=== Begin Enclosure ===

PR #4083, opened 2015-07-27
(#4083) - fix typo in docs

nolanlawson:


nolanlawson:
Besides fixing the typo, I also decided to come right out and un-recommend the SQLite Plugin.

Although I'm technically a maintainer of the SQLite Plugin, I think it is too complex/untested/buggy at this point, and I don't have much motivation to work on it. Also, its only real reason for existence is the 50MB limit on iOS, which will go away once Apple fixes IndexedDB. (Preloading/native access is nice, but I don't think it's a dealbreaker for us since we have pouchdb-load.)

In any case, I'm very aware of the problems with the SQLite Plugin, so I'd be doing our users a disservice if I wasn't upfront about them.

nickcolley:
:+1: much more clear when you'd use the plugin.

daleharvey:
:+1: looks good to me

nolanlawson:
c55db55d7edbf0821538e027399536c260af5876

=== End Enclosure ===

▶ _TASK DETAILS_:
Return the whole listing exactly.

▶ _RESULT OF THIS TASK_:
PR #4083, opened 2015-07-27
(#4083) - fix typo in docs

nolanlawson:


nolanlawson:
Besides fixing the typo, I also decided to come right out and un-recommend the SQLite Plugin.

Although I'm technically a maintainer of the SQLite Plugin, I think it is too complex/untested/buggy at this point, and I don't have much motivation to work on it. Also, its only real reason for existence is the 50MB limit on iOS, which will go away once Apple fixes IndexedDB. (Preloading/native access is nice, but I don't think it's a dealbreaker for us since we have pouchdb-load.)

In any case, I'm very aware of the problems with the SQLite Plugin, so I'd be doing our users a disservice if I wasn't upfront about them.

nickcolley:
:+1: much more clear when you'd use the plugin.

daleharvey:
:+1: looks good to me

nolanlawson:
c55db55d7edbf0821538e027399536c260af5876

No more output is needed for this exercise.